Once we’ve done that, we can check our pulses. There are two main pulses you’ll check in the upper extremities – the brachial pulse – found in the medial aspect of the elbow.
And the radial pulse found on the wrist in the groove just below the thumb. Make sure you compare these pulses bilaterally and give them a score from 0 to 4, with 0 being absent, 2 being normal, and 4 being bounding. An absent pulse is never normal, so if you need to, get a doppler and verify whether it’s truly absent before you call the provider.
Now we’ll move on to the lower extremities and basically look at all of the same things. Inspect the skin color and nail beds, look for lesions or ulcerations and look for edema. If there is edema, is it the same bilaterally? Is it pitting? And, make note of the hair distribution – any kind of venous insufficiency can cause a lack of hair growth and dark discolorations.
We also want to look at vasculature – are there any tortuous or varicose veins – a really common place is behind the knees.
You also want to palpate the temperature, texture, and turgor as well. Then you can move on to pulses.
There are 3 main pulses we check in the legs, the popliteal – which is located behind the knee, the dorsalis pedis on the top of the foot, and the posterior tibial, which is along the medial malleolus. Again, check that they’re the same on both sides and give them a score.

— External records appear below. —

PR #164, opened 2017-01-30
Introduction of RemoveInstitutionConfigurationByUnnormalizedIdCommand

DRvanR:
https://www.pivotaltracker.com/story/show/135610963

### DIFF
--- a/src/Surfnet/StepupMiddleware/CommandHandlingBundle/Configuration/Command/RemoveInstitutionConfigurationByUnnormalizedIdCommand.php
+++ b/src/Surfnet/StepupMiddleware/CommandHandlingBundle/Configuration/Command/RemoveInstitutionConfigurationByUnnormalizedIdCommand.php
@@ -1,0 +1,34 @@
+<?php
+
+/**
+ * Copyright 2017 SURFnet bv
+ *
+ * Licensed under the Apache License, Version 2.0 (the "License");
+ * you may not use this file except in compliance with the License.
+ * You may obtain a copy of the License at
+ *
+ *     http://www.apache.org/licenses/LICENSE-2.0
+ *
+ * Unless required by applicable law or agreed to in writing, software
+ * distributed under the License is distributed on an "AS IS" BASIS,
+ * WITHOUT WARRANTIES OR CONDITIONS OF ANY KIND, either express or implied.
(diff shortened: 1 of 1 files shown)


src/Surfnet/StepupMiddleware/CommandHandlingBundle/Configuration/Command/RemoveInstitutionConfigurationByUnnormalizedIdCommand.php
```diff
@@ -0,0 +1,34 @@
...
+ * See the License for the specific language governing permissions and
+ * limitations under the License.
+ */
+
+namespace Surfnet\StepupMiddleware\CommandHandlingBundle\Configuration\Command;
+
+use Surfnet\StepupMiddleware\CommandHandlingBundle\Command\AbstractCommand;
+use Surfnet\StepupMiddleware\CommandHandlingBundle\Command\ManagementExecutable;
+
+final class RemoveInstitutionConfigurationByUnnormalizedIdCommand extends AbstractCommand implements
```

Then finally check the capillary refill on the toes, should also be less than 3. You’ll notice the nurse took off the socks – you cannot properly assess the peripheral vascular system without actually visualizing the feet – that’s so important.

If you note any abnormalities, make sure you assess the details and report them to the provider, especially if they’re new. Poor perfusion is nothing to mess with!

So that’s it for the peripheral vascular assessment. Now, go out and be your best self today. And, as always, happy nursing!